We'll use one of the most basic teleprompters in DSPy, namely, BootstrapFewShot to optimize the predictors in pipeline with few-shot examples.

from dspy.teleprompt import BootstrapFewShot

teleprompter = BootstrapFewShot(metric=validate_context_and_answer_and_hops)
compiled_baleen = teleprompter.compile(SimplifiedBaleen(), teacher=SimplifiedBaleen(passages_per_hop=2), trainset=trainset)

Evaluating the Pipeline

Let's now define our evaluation function and compare the performance of the uncompiled and compiled Baleen pipelines.

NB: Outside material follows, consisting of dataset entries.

PR #2988, opened 2025-10-10
Resource version comparison utility

csviri:
KEP compatible implementation of resourceVersion comparator: https://github.com/kubernetes/enhancements/tree/master/keps/sig-api-machinery/5504-comparable-resource-version#helper-function

### DIFF
--- a/operator-framework-core/src/main/java/io/javaoperatorsdk/operator/api/reconciler/PrimaryUpdateAndCacheUtils.java
+++ b/operator-framework-core/src/main/java/io/javaoperatorsdk/operator/api/reconciler/PrimaryUpdateAndCacheUtils.java
@@ -458,7 +458,7 @@ public class PrimaryUpdateAndCacheUtils {
     }
     var v2Length = v2.length();
     if (v2Length == 0) {
-      throw new NonComparableResourceVersionException("Resource version (1) is empty");
+      throw new NonComparableResourceVersionException("Resource version (2) is empty");
     }
     var maxLength = Math.max(v1Length, v2Length);
     boolean v1LeadingZero = true;


shawkins:
Should this include the numeric sanity checks as well?

csviri:
> Should this include the numeric sanity checks as well?

added, it is not perfect this way, but I would say good enough, what do you think?

operator-framework-core/src/main/java/io/javaoperatorsdk/operator/api/reconciler/PrimaryUpdateAndCacheUtils.java
```diff
@@ -450,4 +450,33 @@ public static <P extends HasMetadata> P addFinalizerWithSSA(
...
+      }
+
+      if (char1 > char2) {
+        return 1;
+      }
+      if (char1 < char2) {
+        return -1;
+      }
+    }
+    return 0;
```
shawkins: > Loop through both strings, ensuring they are at least one character long, have no leading 0's, and all characters are 0-9, and return an error otherwise

To fully validate using a single iteration would look like:

```suggestion
    var v1Length = v1.length();
    if (v1Length == 0) {
      throw new IllegalStateException("Resource version (1) is empty");
    }
    var v2Length = v2.length();
    if (v2Length == 0) {
      throw new IllegalStateException("Resource version (2) is empty");
    }
    var maxLength = Math.max(v1Length, v2Length);
    boolean v1LeadingZero = true;
    boolean v2LeadingZero = true;
    int lengthComparison = 0;
    int comparison = 0;
    for (int i = 0; i < maxLength; i++) {
      char char1 = 0;
      if (i < v1Length) {
        char1 = v1.charAt(i);
        if (v1LeadingZero) {
          if (char1 == '0') {
            throw new IllegalStateException("Resource version (1) cannot begin with 0");
          }
          v1LeadingZero = false;
        }
        if (!Character.isDigit(char1)) {
          throw new IllegalStateException(
              "Non numeric characters in resource version (1): " + char1);
        }
      }
      if (i < v2Length) {
        var char2 = v2.charAt(i);
        if (v2LeadingZero) {
          if (char2 == '0') {
            throw new IllegalStateException("Resource version (1) cannot begin with 0");
          }
          v2LeadingZero = false;
        }
        if (!Character.isDigit(char2)) {
          throw new IllegalStateException(
              "Non numeric characters in resource version (2): " + char2);
        }
        if (char1 == 0) {
          lengthComparison = -1;
        } else if (comparison == 0) {
          comparison = Character.compare(char1, char2);
        }
      } else {
        lengthComparison = 1;
      }
    }
    return lengthComparison != 0 ? lengthComparison : comparison;
```

csviri: why would we check for leading zero?

shawkins: Otherwise "01" would be greater than "2".

csviri: Yes, but is than realistic in any means?

shawkins: I'm not sure what you mean by realistic - do we expect that to be returned by a conforming implementation, no. Would it proactively catch any invalid scenario, yes. 

Encapsulated in this method we can do:

1. No sanity checks - the initial state of the pr
2. Partial sanity checks - the second state of the pr
3. Full sanity checks - this suggested change

Of these 1 and 3 make the most sense to me.

The alternative to 3 is put the resourceVersion validation in a different spot, that will only get run once per event, and could even be made optional.

csviri: kk, I'm convinced, thank you!

operator-framework-core/src/main/java/io/javaoperatorsdk/operator/api/reconciler/PrimaryUpdateAndCacheUtils.java
```diff
@@ -450,4 +450,57 @@ public static <P extends HasMetadata> P addFinalizerWithSSA(
...
+        if (!Character.isDigit(char1)) {
+          throw new IllegalStateException(
+              "Non numeric characters in resource version (1): " + char1);
+        }
+      }
+      if (i < v2Length) {
+        var char2 = v2.charAt(i);
+        if (v2LeadingZero) {
+          if (char2 == '0') {
+            throw new IllegalStateException("Resource version (1) cannot begin with 0");
```
shawkins:
```suggestion
            throw new IllegalStateException("Resource version (2) cannot begin with 0");
```

operator-framework-core/src/main/java/io/javaoperatorsdk/operator/api/reconciler/PrimaryUpdateAndCacheUtils.java
```diff
@@ -450,4 +450,57 @@ public static <P extends HasMetadata> P addFinalizerWithSSA(
...
+        if (char1 == 0) {
+          lengthComparison = -1;
+        } else if (comparison == 0) {
+          comparison = Character.compare(char1, char2);
+        }
+      } else {
+        lengthComparison = 1;
+      }
+    }
+    return lengthComparison != 0 ? lengthComparison : comparison;
```
shawkins: I realized some other changes made it so lengthComparison is not needed:

```suggestion
    var v1Length = v1.length();
    if (v1Length == 0) {
      throw new IllegalStateException("Resource version (1) is empty");
    }
    var v2Length = v2.length();
    if (v2Length == 0) {
      throw new IllegalStateException("Resource version (2) is empty");
    }
    var maxLength = Math.max(v1Length, v2Length);
    boolean v1LeadingZero = true;
    boolean v2LeadingZero = true;
    int comparison = 0;
    for (int i = 0; i < maxLength; i++) {
      char char1 = 0;
      if (i < v1Length) {
        char1 = v1.charAt(i);
        if (v1LeadingZero) {
          if (char1 == '0') {
            throw new IllegalStateException("Resource version (1) cannot begin with 0");
          }
          v1LeadingZero = false;
        }
        if (!Character.isDigit(char1)) {
          throw new IllegalStateException(
              "Non numeric characters in resource version (1): " + char1);
        }
      }
      if (i < v2Length) {
        var char2 = v2.charAt(i);
        if (v2LeadingZero) {
          if (char2 == '0') {
            throw new IllegalStateException("Resource version (2) cannot begin with 0");
          }
          v2LeadingZero = false;
        }
        if (!Character.isDigit(char2)) {
          throw new IllegalStateException(
              "Non numeric characters in resource version (2): " + char2);
        }
        if (char1 == 0) {
          comparison = -1;
        } else if (comparison == 0) {
          comparison = Character.compare(char1, char2);
        }
      } else {
        comparison = 1;
      }
    }
    return comparison;
```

While this devset does not serve as a completely reliable benchmark, it is instructive to use for this tutorial.

from dspy.evaluate.evaluate import Evaluate

# Define metric to check if we retrieved the correct documents
def gold_passages_retrieved(example, pred, trace=None):
gold_titles = set(map(dspy.evaluate.normalize_text, example["gold_titles"]))
found_titles = set(
map(dspy.evaluate.normalize_text, [c.split(" | ")[0] for c in pred.context])
)
return gold_titles.issubset(found_titles)

# Set up the `evaluate_on_hotpotqa` function. We'll use this many times below.
evaluate_on_hotpotqa = Evaluate(devset=devset, num_threads=1, display_progress=True, display_table=5)

uncompiled_baleen_retrieval_score = evaluate_on_hotpotqa(uncompiled_baleen, metric=gold_passages_retrieved, display=False)

compiled_baleen_retrieval_score = evaluate_on_hotpotqa(compiled_baleen, metric=gold_passages_retrieved)

print(f"## Retrieval Score for uncompiled Baleen: {uncompiled_baleen_retrieval_score}")
print(f"## Retrieval Score for compiled Baleen: {compiled_baleen_retrieval_score}")

Output:

## Retrieval Score for uncompiled Baleen: 36.0
## Retrieval Score for compiled Baleen: 60.0

Excellent! There might be something to this compiled, multi-hop program then.

Earlier, we said simple programs are not very effective at finding all evidence required for answering each question. Is this resolved by the adding some greater prompting techniques in the forward function of SimplifiedBaleen? Does compiling programs improve performance?

While in our tutorial we demonstrate our findings, the answer for these questions will not always be obvious. However, DSPy makes it extremely easy to try out the many diverse approaches with minimal effort.

Now that you've seen a example of how to build a simple yet powerful pipeline, it's time for you to build one yourself!